Rather than using a crapped out old brush to move paint from the pot to a palette, the eyedroppers just require a gentle squeeze to get the paint you need. Measuring for consistent mixtures is a lot easier, as well. The biggest thing, though, is that because of how they're packaged, no air sits in the eyedropper, so the paint doesn't dry out. I've got a bottle of Reaper paint that I've used maybe once or twice (Clear Violet-- it's a good glaze, but you rarely need to use a purple glaze-- it came in a bundle) over the last six years that I've been using Reaper, and it hasn't dried out in the slightest. The flow improver has seperated from the pigment in the bottle, but that's nothing that a good shake won't fix. Reaper (and probably Vallejo too) mix in flow improver and drying retarder in their paints so you have more control with them-- I've found they're a lot better for blending work. 

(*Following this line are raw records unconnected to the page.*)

PR #8517, opened 2026-09-14
Restore memory-mapped datasets when unpickling

vineethsaivs:
Unpickling `MMapIndexedDataset` raises `TypeError`, preventing spawned DataLoader workers from reading it. Adding a default alone also silently re-enables a full-file warmup in every worker.

Save the dataset path and `skip_warmup` together, and restore both. Legacy path-only states retain the original default.

Test: `DS_ACCELERATOR=cpu PYTHONPATH=. python -m pytest tests/unit/runtime/test_data.py -k 'mmap or repeating_loader' -q`. Six tests pass, covering both warmup settings, signed/unsigned storage, legacy states and a real spawned DataLoader. The two skipped-warmup cases fail before the follow-up. Changed-file pre-commit passes. Apple M2 Pro CPU.


deepspeed/runtime/data_pipeline/data_sampling/indexed_dataset.py
```diff
@@ -491,7 +491,7 @@ def __getstate__(self):
     def __setstate__(self, state):
         self._do_init(state)
 
-    def _do_init(self, path, skip_warmup):
+    def _do_init(self, path, skip_warmup=False):
```
ebarkhordar, line 494: I ran this against `344e22bb10e7f97c339040e0c4e6729d427d4c2c` in a clean `python:3.11-slim` container (torch 2.8.0+cpu, `requirements/requirements.txt`). The round trip works and the new tests pin what they say.

The default fixes the crash but drops the flag. `__getstate__` on line 488 returns `self._path` alone, so a dataset opened with `skip_warmup=True` comes back from the round trip with warmup on. I traced the real `_warmup_mmap_file` (the wrapper calls through, it does not replace it) on a 4.9 MB corpus:

```
construct with skip_warmup=True  -> warmup calls: []
pickle round trip of that object -> warmup calls: [('corpus.idx', 240050), ('corpus.bin', 5120000)]
__getstate__ returns: '/tmp/ds/corpus'
round trip correct?  len 20000 == 20000, item equal True
```

That matters here because every construction site in the tree passes `skip_warmup=True`: `data_sampler.py:95,100,221,250,348`, `data_analyzer.py:238,252,354,403,421,422`, `variable_batch_size_and_lr.py:398`. So on the spawn path your second test covers, each worker sweeps the whole `.bin` sequentially in 100 MB chunks, which is the cost those call sites set the flag to avoid. It is quiet apart from two `warming up ...` prints per worker.

Carrying the flag is about the same size as the default:

    def __getstate__(self):
        return self._path, self._skip_warmup

    def __setstate__(self, state):
        self._do_init(*state)

plus `self._skip_warmup = skip_warmup` in `_do_init`. Nothing else in the tree pickles this class, so the state shape stays contained to this file and your new test.

vineethsaivs: Fixed in 44e5b52a. Pickling now preserves `skip_warmup`; legacy path-only states still load. All six focused tests pass, including a spawned DataLoader.

ebarkhordar: Confirmed at 44e5b52a in a clean container (torch 2.8.0+cpu), tracing the real `_warmup_mmap_file` through a call-through wrapper rather than asserting on the flag.

```
344e22bb  PICKLE ROUND TRIP  warmup calls: ['ds.idx', 'ds.bin']
44e5b52a  PICKLE ROUND TRIP  warmup calls: []
44e5b52a  LEGACY str state   warmup calls: ['ds.idx', 'ds.bin'] | data ok: True
```

The legacy branch is the part I was least sure of and it behaves the way old pickles did, so nothing written by an earlier version changes meaning. `_do_init` still has only the two call sites, `__init__` and `__setstate__`, so the new field cannot be bypassed.

I did not run the wider data pipeline suite and nothing here was on GPU.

I tend to lean extremely heavily on the Reaper Master Series line-- I've got pretty much the entire range. I use GW foundation paint for painting bases, or mass-producing things when I'm on a tight deadline (such as when I painted the AoBR box for the local store window display with a 48 hour deadline...). I also use Boltgun Metal, because nobody really makes anything similar-- it's got a slightly worn tone that doesn't have the "this used to be polished, blued steel" look that Reaper's dark metal tones have. I also keep GW washes on hand, not because they're anything special, but because they're pre-mixed and consistent throughout, and when it comes to that sort of thing, consistency is really important. I stocked up on GW's Chestnut Ink before they discontinued it (I have 16 pots squared away) and use it pretty heavily with gold tones. For other inks, I tend to use Reaper Pro Paint series. Oddly enough, I prefer pots for inks and washes, I've found-- there's no issue of the stuff drying out, and I tend to be heavy-handed with the stuff when I'm using it, which I then tidy up later.


----------



## Djinn24 (Jan 12, 2008)

Same, SoH, I like pots for my washes and some of the metalics.

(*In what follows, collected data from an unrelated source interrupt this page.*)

PR #8524, opened 2026-09-15
fix(zenflow): use optimizer_z3.device instead of hardcoded cuda

li-lizhe:
## Summary

The ZenFlow optimizer module in `engine_stage3.py` hardcodes `device='cuda'` in 4 locations when creating tensors (`grad_sum_buffer`, `selected_indices`, `sum_buffer`, and `critic_sum_buffer`). This causes a crash on non-CUDA accelerators (NPU, XPU, HPU, etc.) with `Torch not compiled with CUDA enabled`.

## Root cause

```python
optimizer_z3.grad_sum_buffer = torch.zeros(total_chunk_size, dtype=optimizer_z3.dtype, device='cuda')
```

The `DeepSpeedZeroOptimizer_Stage3` already has a `device` attribute set via `get_accelerator().current_device_name()`, which correctly reports the active accelerator. DeepSpeed has a device-agnostic accelerator abstraction (`deepspeed.accelerator.get_accelerator()`) used throughout the codebase.

## Fix

Replace all 4 hardcoded `device='cuda'` with `device=optimizer_z3.device`.

```diff
-    optimizer_z3.grad_sum_buffer = torch.zeros(total_chunk_size, dtype=optimizer_z3.dtype, device='cuda')
+    optimizer_z3.grad_sum_buffer = torch.zeros(total_chunk_size, dtype=optimizer_z3.dtype, device=optimizer_z3.device)
```

## Testing

On a non-CUDA accelerator (Ascend NPU), the hardcoded `device='cuda'` raises:
`RuntimeError: Torch not compiled with CUDA enabled`

With this fix, tensor creation uses `optimizer_z3.device` which resolves to the active accelerator, and ZenFlow selection logic runs correctly.

On CUDA, `optimizer_z3.device` is `cuda` (via `get_accelerator().current_device_name()`), so behavior is unchanged.

## Related

Consistent with DeepSpeed's existing device-agnostic design via `get_accelerator()`.


pengdurice (approved):

li-lizhe:
Thanks for the review and for updating the branch, @pengdurice.

Follow-up pushed (`36f1c790`) that addresses the P1 point from the automated review:

- `grad_sum_buffer`, `param.selected_indices`, `sum_buffer` and `critic_sum_buffer` now use `get_accelerator().current_device_name()` instead of `optimizer_z3.device`. Those buffers are handed to `dist.all_gather` on the data-parallel process group, and `stage3.py` sets `self.device` to `OffloadDeviceEnum.cpu` whenever ZeRO optimizer offload is enabled, so the previous expression would have put them on the host in the offload configuration used by `tests/unit/runtime/zenflow/test_zf.py`.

Vallejo does mix drying retarder in but I am not sure about flow improver, but I mix more in anyways, especially for fine detail painting. I use Window and Newton Drying retarder and Flow Improver.


----------



## ACoz (Oct 23, 2007)

I'm a big fan of Reaper Master Series, as of yet I've not used any Vallejo or any of the Reaper Pro. 

The biggest difference, as has already been mentioned, about using them is you need a pallette. I actually use a chunk of white bathroom tile I bought at Home Depot for $0.16.

I use paints from many different sources. GW, Reaper Master Series, and Testors/Flo-quil Polly's model train colors. So far, as much as I like Polly's and a variety of GW's colors, I'm in love with the Reaper stuff.

Each manufacturer has elements that I like more than in the others (the aforementioned GW metallics), but GW's trend of replacing colors I used a LOT with shit I don't need has driven me to explore other sources.

Oh, and another thing, the eye-droppers of Reaper Master Series take up a lot less room in my workspace.


----------